Licencja oprogramowania to innymi słowy umowa pozwalająca na korzystanie z danej aplikacji, zawarta pomiędzy jej użytkownikiem a podmiotem, który dysponuje do niej prawami autorskimi. Niemal każde oprogramowanie jest prawnie chronione licencją. Najczęściej użytkownik akceptuje warunki umowy licencyjnej na etapie instalacji nowego oprogramowania.
– Licencja jest to prawny element, który określa, na jakich prawach mogę korzystać z danej technologii. Rzadko kiedy czytamy napisaną drobnym druczkiem umowę, przeważnie akceptujemy ją, instalując aplikację. Niezrozumienie tych praw powoduje, że bardzo często możemy mieć pewne problemy – mówi Mateusz Majewski.
Nieaktualne licencje oprogramowania albo ich brak mogą być przyczyną poważnych kłopotów, zwłaszcza dla przedsiębiorstw. Dobrze obrazuje to głośny przypadek sprzed dwóch lat, kiedy firma ze wschodniej Polski została zmuszona do zapłacenia ponad 1 mln dol. kary za korzystanie z nielegalnego oprogramowania bez licencji, pochodzącego m.in. od Autodesk, Microsoftu i Siemensa. Na jej komputerach audytorzy znaleźli ponad 200 nielegalnych programów naruszających prawa autorskie.

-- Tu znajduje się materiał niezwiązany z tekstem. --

PR #11024, opened 2022-09-19
feat: append whitespace to cli-inputs.json for updated build dir

danielleadams:
#### Description of changes
This inserts a whitespace in the `cli-inputs.json` file on `amplify push` when `AttributesRequireVerificationBeforeUpdate` is detected in the local build directory and not in the cloud-backend build directory.

The build directory is not usually tracked for local <--> cloud diffs, so updating the cli-inputs.json file (a tracked file) will allow a push without `--force` tag. When the whitespace is inserted, the `push` script detects a change in the and will push the entire updated build directory.

I performed the following test:
- install amplify v9.2.1
- run `amplify init` on project
- run `amplify add auth` on project
- run `amplify push` on project
- run `amplify-dev` pull with the locally build bin
- run `amplify-dev push`

Result: the CLI detects a change and will update the auth category for the user.

Also added unit tests to ensure the code that appends white space is working as expected.

#### Checklist

- [x] PR description included
- [x] `yarn test` passes

### DIFF
--- a/packages/amplify-cli/src/commands/push.ts
+++ b/packages/amplify-cli/src/commands/push.ts
@@ -15,6 +15,7 @@ import {
 import {
   getProviderPlugins,
 } from '../extensions/amplify-helpers/get-provider-plugins';
+import { updateCognitoTrackedFiles } from '../extensions/amplify-helpers/update-tracked-files';
 
 /**
  * Download and unzip deployment bucket contents to #current-cloud-backend so amplify status shows correct state
@@ -53,6 +54,13 @@ const syncCurrentCloudBackend = async (context: $TSContext): Promise<void> => {
 };
 
 /**
+ * Updates tracked files for auto updates in the build directory that will not be detected for 'amplify push'
+ */
+const updateTrackedFiles = async (): Promise<void> => {
+  await updateCognitoTrackedFiles();
+};
+
+/**
  * Runs push command
  */
 export const run = async (context: $TSContext): Promise<$TSAny> => {
@@ -64,5 +72,6 @@ export const run = async (context: $TSContext): Promise<$TSAny> => {
     context.exeInfo.forcePush = true;
   }
   await syncCurrentCloudBackend(context);
+  await updateTrackedFiles();
   return context.amplify.pushResources(context);
 };
--- a/packages/amplify-cli/src/extensions/amplify-helpers/update-tracked-files.ts
+++ b/packages/amplify-cli/src/extensions/amplify-helpers/update-tracked-files.ts
@@ -1,0 +1,80 @@
+import * as path from 'path';
+import fs from 'fs-extra';
+import {
+  $TSAny, JSONUtilities, pathManager, stateManager,
+} from 'amplify-cli-core';
+
+const {
+  readJson,
+} = JSONUtilities;
+
+/**
+ * Updates Cognito files that are tracked so that the diff is detected for an `amplify push`
+ */
+export const updateCognitoTrackedFiles = async (): Promise<void> => {
+  const currentCloudBackendDir = pathManager.getCurrentCloudBackendDirPath();
+  const localBackendDir = pathManager.getBackendDirPath();
+  const amplifyMeta = stateManager.getMeta();
+  const cognitoResource = stateManager.getResourceFromMeta(amplifyMeta, 'auth', 'Cognito', undefined, false);
+
+  if (!fs.existsSync(currentCloudBackendDir) || !cognitoResource) {
+    return;
+  }
+
+  const { resourceName } = cognitoResource;
+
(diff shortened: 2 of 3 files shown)


packages/amplify-cli/src/commands/push.ts
```diff
@@ -52,6 +53,13 @@ const syncCurrentCloudBackend = async (context: $TSContext): Promise<void> => {
   }
 };
 
+/**
+ * Updates tracked files for auto updates in the build directory that will not be detected for 'amplify push'
+ */
+const updateTrackedFiles = async (): Promise<void> => {
```
lazpavel, line 59: is this wrapper method needed? can we just use `await updateCognitoTrackedFiles();` directly?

BSA (Business Software Alliance) – działająca na całym świecie branżowa organizacja, reprezentująca producentów oprogramowania i sprzętu komputerowego, która profesjonalnie zajmuje się walką z piractwem – podaje, że w 2016 roku miał miejsce 100-procentowy wzrost liczby zgłoszeń podobnych przypadków, a firmy musiały zapłacić w sumie 1,5 mln zł odszkodowań za korzystanie z nielegalnego oprogramowania. Polskie sądy zasądziły w tym czasie na rzecz producentów zrzeszonych w BSA blisko 500 tys. zł odszkodowań. Łączna wartość kar finansowych, które firmy i użytkownicy musieli zapłacić w latach 2012–2016, sięga blisko 10 mln zł.
Jak zauważa Mateusz Majewski, brak ważnej licencji na oprogramowanie nie jest jedynym błędem, który przedsiębiorstwa popełniają w tym obszarze.
– Nieodpowiednie zarządzanie licencjami wiąże się z kilkoma obszarami ryzyka. Jednym z nich jest ryzyko finansowe, a więc potencjalnie nieplanowane wydatki w przypadku audytów producentów. Z drugiej strony aspekt wizerunkowy związany z wykorzystywaniem oprogramowań, do których nie mamy uprawnień – mówi Mateusz Majewski.
W ostatnich latach w Polsce skokowo wzrosła liczba audytów, które mają na celu sprawdzenie legalności i aktualności wykorzystywanego w firmach oprogramowania. Najważniejsi producenci software’u co roku przeprowadzają setki, a nawet tysiące kontroli. Jeżeli firma przejdzie ją negatywnie, grożą jej nie tylko kary finansowe, lecz także wizerunkowe straty.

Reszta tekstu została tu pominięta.